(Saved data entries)

PR #2493, opened 2020-08-03
NODE-2747: mongo client options

reggi:
https://jira.mongodb.org/browse/NODE-2747


src/types.d.ts
```diff
@@ -58,24 +78,300 @@ export interface AutoEncryptionOptions {
...
+  appName?: string;
+  /** Enables retryable reads. */
+  retryReads?: boolean;
+  /** Enable retryable writes. */
+  retryWrites?: boolean;
+  /** Allow a driver to force a Single topology type with a connection string containing one host */
+  directConnection?: boolean;
+}
+
+export interface MongoClientOptions extends MongoURIOptions, BSONSerializeOptions {
```
mbroadst, line 284: lookin really good, but I think based on our conversation yesterday we want to put this definition into `mongo_client.ts`. The `types.d.ts` file is currently where "global" or "missing" types are going (auto encrypter is not typed for instance)

src/mongo_client.ts
```diff
@@ -26,7 +351,7 @@ import type { MongoClientOptions } from './types';
  * @property {string} [platform] Optional platform information
  */
 
-interface MongoClient {
+export default interface MongoClient {
```
mbroadst: I agree with @nbbeeken , let's not use default exports at all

*Aim of the exercise*
Starting from the line with "mbroadst, line 284: lookin" and ending with the final line of the data, quote every line exactly, both ends included.

*Response box*
mbroadst, line 284: lookin really good, but I think based on our conversation yesterday we want to put this definition into `mongo_client.ts`. The `types.d.ts` file is currently where "global" or "missing" types are going (auto encrypter is not typed for instance)

src/mongo_client.ts
```diff
@@ -26,7 +351,7 @@ import type { MongoClientOptions } from './types';
  * @property {string} [platform] Optional platform information
  */
 
-interface MongoClient {
+export default interface MongoClient {
```
mbroadst: I agree with @nbbeeken , let's not use default exports at all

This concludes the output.